__Listed records__:
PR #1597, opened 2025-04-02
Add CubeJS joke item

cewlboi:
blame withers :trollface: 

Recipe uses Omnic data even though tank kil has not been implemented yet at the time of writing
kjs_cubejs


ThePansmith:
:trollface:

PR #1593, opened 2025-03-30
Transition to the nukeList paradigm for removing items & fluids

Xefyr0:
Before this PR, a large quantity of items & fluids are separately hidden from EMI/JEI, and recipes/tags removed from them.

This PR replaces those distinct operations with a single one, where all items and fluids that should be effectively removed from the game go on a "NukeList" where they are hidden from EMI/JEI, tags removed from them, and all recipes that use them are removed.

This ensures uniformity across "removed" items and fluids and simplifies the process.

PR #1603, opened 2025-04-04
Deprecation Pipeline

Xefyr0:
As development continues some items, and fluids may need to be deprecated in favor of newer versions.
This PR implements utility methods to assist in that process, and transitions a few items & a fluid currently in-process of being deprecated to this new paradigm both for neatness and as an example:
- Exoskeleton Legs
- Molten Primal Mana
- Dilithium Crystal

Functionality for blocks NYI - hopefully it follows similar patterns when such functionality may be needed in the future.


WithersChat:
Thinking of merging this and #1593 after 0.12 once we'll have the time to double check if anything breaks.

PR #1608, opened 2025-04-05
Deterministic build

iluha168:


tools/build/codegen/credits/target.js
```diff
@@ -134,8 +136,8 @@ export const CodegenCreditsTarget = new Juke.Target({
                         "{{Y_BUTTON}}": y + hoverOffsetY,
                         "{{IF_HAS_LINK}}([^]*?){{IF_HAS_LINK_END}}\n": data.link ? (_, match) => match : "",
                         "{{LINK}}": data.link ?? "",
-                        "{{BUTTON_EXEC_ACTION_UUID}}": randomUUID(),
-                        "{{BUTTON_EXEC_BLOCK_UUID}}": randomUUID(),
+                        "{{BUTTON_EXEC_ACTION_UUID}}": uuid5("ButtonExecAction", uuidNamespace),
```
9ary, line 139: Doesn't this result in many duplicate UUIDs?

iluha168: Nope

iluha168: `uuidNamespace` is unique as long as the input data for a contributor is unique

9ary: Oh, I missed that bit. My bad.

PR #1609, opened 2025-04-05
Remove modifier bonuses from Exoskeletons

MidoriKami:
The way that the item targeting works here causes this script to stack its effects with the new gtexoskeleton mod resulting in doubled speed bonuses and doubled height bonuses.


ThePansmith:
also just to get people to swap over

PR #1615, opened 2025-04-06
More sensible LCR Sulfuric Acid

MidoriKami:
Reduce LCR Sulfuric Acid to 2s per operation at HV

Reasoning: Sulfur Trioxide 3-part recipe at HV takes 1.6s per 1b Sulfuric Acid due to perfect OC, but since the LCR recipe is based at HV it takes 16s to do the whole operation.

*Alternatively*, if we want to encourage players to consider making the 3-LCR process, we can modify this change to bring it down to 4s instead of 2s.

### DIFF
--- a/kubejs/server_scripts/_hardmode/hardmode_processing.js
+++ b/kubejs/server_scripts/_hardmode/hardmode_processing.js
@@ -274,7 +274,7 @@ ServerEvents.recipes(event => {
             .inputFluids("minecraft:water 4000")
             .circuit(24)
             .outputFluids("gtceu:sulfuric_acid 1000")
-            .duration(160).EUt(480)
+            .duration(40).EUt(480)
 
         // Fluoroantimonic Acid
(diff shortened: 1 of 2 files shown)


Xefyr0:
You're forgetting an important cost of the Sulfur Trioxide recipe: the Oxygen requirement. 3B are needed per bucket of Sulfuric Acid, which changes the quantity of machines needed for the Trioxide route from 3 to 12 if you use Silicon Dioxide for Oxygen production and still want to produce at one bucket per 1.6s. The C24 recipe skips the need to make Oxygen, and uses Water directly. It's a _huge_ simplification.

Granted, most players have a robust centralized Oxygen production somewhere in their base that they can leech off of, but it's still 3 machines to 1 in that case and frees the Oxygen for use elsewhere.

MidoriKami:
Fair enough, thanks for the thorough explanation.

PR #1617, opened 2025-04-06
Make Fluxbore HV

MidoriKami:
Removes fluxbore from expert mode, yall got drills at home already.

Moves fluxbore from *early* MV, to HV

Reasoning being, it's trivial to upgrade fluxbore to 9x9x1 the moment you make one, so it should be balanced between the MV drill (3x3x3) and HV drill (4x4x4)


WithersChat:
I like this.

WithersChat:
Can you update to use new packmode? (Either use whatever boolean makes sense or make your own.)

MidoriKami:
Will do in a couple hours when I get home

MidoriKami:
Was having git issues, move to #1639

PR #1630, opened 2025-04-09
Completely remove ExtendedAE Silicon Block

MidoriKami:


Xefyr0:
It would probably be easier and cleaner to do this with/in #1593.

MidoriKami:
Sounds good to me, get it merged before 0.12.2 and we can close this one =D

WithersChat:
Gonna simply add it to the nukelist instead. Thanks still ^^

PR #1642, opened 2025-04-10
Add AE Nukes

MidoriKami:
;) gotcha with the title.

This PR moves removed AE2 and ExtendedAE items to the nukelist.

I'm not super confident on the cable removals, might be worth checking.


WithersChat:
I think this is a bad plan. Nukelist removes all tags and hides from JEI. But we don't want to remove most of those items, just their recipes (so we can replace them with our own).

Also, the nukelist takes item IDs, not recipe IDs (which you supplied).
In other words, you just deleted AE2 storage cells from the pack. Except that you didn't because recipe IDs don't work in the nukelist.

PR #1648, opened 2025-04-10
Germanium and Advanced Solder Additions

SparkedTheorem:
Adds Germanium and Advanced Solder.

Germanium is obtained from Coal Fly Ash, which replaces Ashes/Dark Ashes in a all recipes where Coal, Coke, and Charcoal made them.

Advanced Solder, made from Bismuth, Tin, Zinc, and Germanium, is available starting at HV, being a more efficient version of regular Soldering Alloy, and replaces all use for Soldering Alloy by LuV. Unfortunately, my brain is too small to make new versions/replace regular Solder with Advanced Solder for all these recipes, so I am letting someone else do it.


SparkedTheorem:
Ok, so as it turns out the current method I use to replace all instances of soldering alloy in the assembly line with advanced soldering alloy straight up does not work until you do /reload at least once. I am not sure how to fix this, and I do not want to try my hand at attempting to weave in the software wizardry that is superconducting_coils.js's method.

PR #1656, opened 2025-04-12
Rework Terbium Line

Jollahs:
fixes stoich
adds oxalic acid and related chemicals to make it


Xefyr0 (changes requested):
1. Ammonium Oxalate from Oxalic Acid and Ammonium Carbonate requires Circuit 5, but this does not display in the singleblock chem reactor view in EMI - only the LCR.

__Exercise brief__: Reproduce exactly what is written in the listing above.

__Task response__:
PR #1597, opened 2025-04-02
Add CubeJS joke item

cewlboi:
blame withers :trollface: 

Recipe uses Omnic data even though tank kil has not been implemented yet at the time of writing
kjs_cubejs


ThePansmith:
:trollface:

PR #1593, opened 2025-03-30
Transition to the nukeList paradigm for removing items & fluids

Xefyr0:
Before this PR, a large quantity of items & fluids are separately hidden from EMI/JEI, and recipes/tags removed from them.

This PR replaces those distinct operations with a single one, where all items and fluids that should be effectively removed from the game go on a "NukeList" where they are hidden from EMI/JEI, tags removed from them, and all recipes that use them are removed.

This ensures uniformity across "removed" items and fluids and simplifies the process.

PR #1603, opened 2025-04-04
Deprecation Pipeline

Xefyr0:
As development continues some items, and fluids may need to be deprecated in favor of newer versions.
This PR implements utility methods to assist in that process, and transitions a few items & a fluid currently in-process of being deprecated to this new paradigm both for neatness and as an example:
- Exoskeleton Legs
- Molten Primal Mana
- Dilithium Crystal

Functionality for blocks NYI - hopefully it follows similar patterns when such functionality may be needed in the future.


WithersChat:
Thinking of merging this and #1593 after 0.12 once we'll have the time to double check if anything breaks.

PR #1608, opened 2025-04-05
Deterministic build

iluha168:


tools/build/codegen/credits/target.js
```diff
@@ -134,8 +136,8 @@ export const CodegenCreditsTarget = new Juke.Target({
                         "{{Y_BUTTON}}": y + hoverOffsetY,
                         "{{IF_HAS_LINK}}([^]*?){{IF_HAS_LINK_END}}\n": data.link ? (_, match) => match : "",
                         "{{LINK}}": data.link ?? "",
-                        "{{BUTTON_EXEC_ACTION_UUID}}": randomUUID(),
-                        "{{BUTTON_EXEC_BLOCK_UUID}}": randomUUID(),
+                        "{{BUTTON_EXEC_ACTION_UUID}}": uuid5("ButtonExecAction", uuidNamespace),
```
9ary, line 139: Doesn't this result in many duplicate UUIDs?

iluha168: Nope

iluha168: `uuidNamespace` is unique as long as the input data for a contributor is unique

9ary: Oh, I missed that bit. My bad.

PR #1609, opened 2025-04-05
Remove modifier bonuses from Exoskeletons

MidoriKami:
The way that the item targeting works here causes this script to stack its effects with the new gtexoskeleton mod resulting in doubled speed bonuses and doubled height bonuses.


ThePansmith:
also just to get people to swap over

PR #1615, opened 2025-04-06
More sensible LCR Sulfuric Acid

MidoriKami:
Reduce LCR Sulfuric Acid to 2s per operation at HV

Reasoning: Sulfur Trioxide 3-part recipe at HV takes 1.6s per 1b Sulfuric Acid due to perfect OC, but since the LCR recipe is based at HV it takes 16s to do the whole operation.

*Alternatively*, if we want to encourage players to consider making the 3-LCR process, we can modify this change to bring it down to 4s instead of 2s.

### DIFF
--- a/kubejs/server_scripts/_hardmode/hardmode_processing.js
+++ b/kubejs/server_scripts/_hardmode/hardmode_processing.js
@@ -274,7 +274,7 @@ ServerEvents.recipes(event => {
             .inputFluids("minecraft:water 4000")
             .circuit(24)
             .outputFluids("gtceu:sulfuric_acid 1000")
-            .duration(160).EUt(480)
+            .duration(40).EUt(480)
 
         // Fluoroantimonic Acid
(diff shortened: 1 of 2 files shown)


Xefyr0:
You're forgetting an important cost of the Sulfur Trioxide recipe: the Oxygen requirement. 3B are needed per bucket of Sulfuric Acid, which changes the quantity of machines needed for the Trioxide route from 3 to 12 if you use Silicon Dioxide for Oxygen production and still want to produce at one bucket per 1.6s. The C24 recipe skips the need to make Oxygen, and uses Water directly. It's a _huge_ simplification.

Granted, most players have a robust centralized Oxygen production somewhere in their base that they can leech off of, but it's still 3 machines to 1 in that case and frees the Oxygen for use elsewhere.

MidoriKami:
Fair enough, thanks for the thorough explanation.

PR #1617, opened 2025-04-06
Make Fluxbore HV

MidoriKami:
Removes fluxbore from expert mode, yall got drills at home already.

Moves fluxbore from *early* MV, to HV

Reasoning being, it's trivial to upgrade fluxbore to 9x9x1 the moment you make one, so it should be balanced between the MV drill (3x3x3) and HV drill (4x4x4)


WithersChat:
I like this.

WithersChat:
Can you update to use new packmode? (Either use whatever boolean makes sense or make your own.)

MidoriKami:
Will do in a couple hours when I get home

MidoriKami:
Was having git issues, move to #1639

PR #1630, opened 2025-04-09
Completely remove ExtendedAE Silicon Block

MidoriKami:


Xefyr0:
It would probably be easier and cleaner to do this with/in #1593.

MidoriKami:
Sounds good to me, get it merged before 0.12.2 and we can close this one =D

WithersChat:
Gonna simply add it to the nukelist instead. Thanks still ^^

PR #1642, opened 2025-04-10
Add AE Nukes

MidoriKami:
;) gotcha with the title.

This PR moves removed AE2 and ExtendedAE items to the nukelist.

I'm not super confident on the cable removals, might be worth checking.


WithersChat:
I think this is a bad plan. Nukelist removes all tags and hides from JEI. But we don't want to remove most of those items, just their recipes (so we can replace them with our own).

Also, the nukelist takes item IDs, not recipe IDs (which you supplied).
In other words, you just deleted AE2 storage cells from the pack. Except that you didn't because recipe IDs don't work in the nukelist.

PR #1648, opened 2025-04-10
Germanium and Advanced Solder Additions

SparkedTheorem:
Adds Germanium and Advanced Solder.

Germanium is obtained from Coal Fly Ash, which replaces Ashes/Dark Ashes in a all recipes where Coal, Coke, and Charcoal made them.

Advanced Solder, made from Bismuth, Tin, Zinc, and Germanium, is available starting at HV, being a more efficient version of regular Soldering Alloy, and replaces all use for Soldering Alloy by LuV. Unfortunately, my brain is too small to make new versions/replace regular Solder with Advanced Solder for all these recipes, so I am letting someone else do it.


SparkedTheorem:
Ok, so as it turns out the current method I use to replace all instances of soldering alloy in the assembly line with advanced soldering alloy straight up does not work until you do /reload at least once. I am not sure how to fix this, and I do not want to try my hand at attempting to weave in the software wizardry that is superconducting_coils.js's method.

PR #1656, opened 2025-04-12
Rework Terbium Line

Jollahs:
fixes stoich
adds oxalic acid and related chemicals to make it


Xefyr0 (changes requested):
1. Ammonium Oxalate from Oxalic Acid and Ammonium Carbonate requires Circuit 5, but this does not display in the singleblock chem reactor view in EMI - only the LCR.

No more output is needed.